• **TASK STATEMENT**:
Restating the data exactly is the whole task.

DATA START

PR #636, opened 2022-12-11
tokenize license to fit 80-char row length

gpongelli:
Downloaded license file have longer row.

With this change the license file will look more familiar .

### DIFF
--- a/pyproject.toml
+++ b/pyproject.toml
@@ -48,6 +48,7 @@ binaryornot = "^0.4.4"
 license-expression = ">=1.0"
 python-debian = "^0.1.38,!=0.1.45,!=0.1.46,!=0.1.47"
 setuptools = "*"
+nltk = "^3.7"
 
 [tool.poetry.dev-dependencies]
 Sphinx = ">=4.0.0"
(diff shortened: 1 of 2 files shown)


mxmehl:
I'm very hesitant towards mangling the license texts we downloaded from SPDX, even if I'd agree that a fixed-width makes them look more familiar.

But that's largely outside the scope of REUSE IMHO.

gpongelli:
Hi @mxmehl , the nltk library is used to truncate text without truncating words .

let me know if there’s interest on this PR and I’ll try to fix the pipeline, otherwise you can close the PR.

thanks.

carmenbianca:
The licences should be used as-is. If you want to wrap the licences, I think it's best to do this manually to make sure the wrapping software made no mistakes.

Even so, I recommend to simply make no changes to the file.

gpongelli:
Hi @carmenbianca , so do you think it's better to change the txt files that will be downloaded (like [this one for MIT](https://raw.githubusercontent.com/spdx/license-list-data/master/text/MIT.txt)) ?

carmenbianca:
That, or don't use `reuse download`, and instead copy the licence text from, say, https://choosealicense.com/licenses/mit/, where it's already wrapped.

DATA END

• **FINISHED TASK**:
PR #636, opened 2022-12-11
tokenize license to fit 80-char row length

gpongelli:
Downloaded license file have longer row.

With this change the license file will look more familiar .

### DIFF
--- a/pyproject.toml
+++ b/pyproject.toml
@@ -48,6 +48,7 @@ binaryornot = "^0.4.4"
 license-expression = ">=1.0"
 python-debian = "^0.1.38,!=0.1.45,!=0.1.46,!=0.1.47"
 setuptools = "*"
+nltk = "^3.7"
 
 [tool.poetry.dev-dependencies]
 Sphinx = ">=4.0.0"
(diff shortened: 1 of 2 files shown)


mxmehl:
I'm very hesitant towards mangling the license texts we downloaded from SPDX, even if I'd agree that a fixed-width makes them look more familiar.

But that's largely outside the scope of REUSE IMHO.

gpongelli:
Hi @mxmehl , the nltk library is used to truncate text without truncating words .

let me know if there’s interest on this PR and I’ll try to fix the pipeline, otherwise you can close the PR.

thanks.

carmenbianca:
The licences should be used as-is. If you want to wrap the licences, I think it's best to do this manually to make sure the wrapping software made no mistakes.

Even so, I recommend to simply make no changes to the file.

gpongelli:
Hi @carmenbianca , so do you think it's better to change the txt files that will be downloaded (like [this one for MIT](https://raw.githubusercontent.com/spdx/license-list-data/master/text/MIT.txt)) ?

carmenbianca:
That, or don't use `reuse download`, and instead copy the licence text from, say, https://choosealicense.com/licenses/mit/, where it's already wrapped.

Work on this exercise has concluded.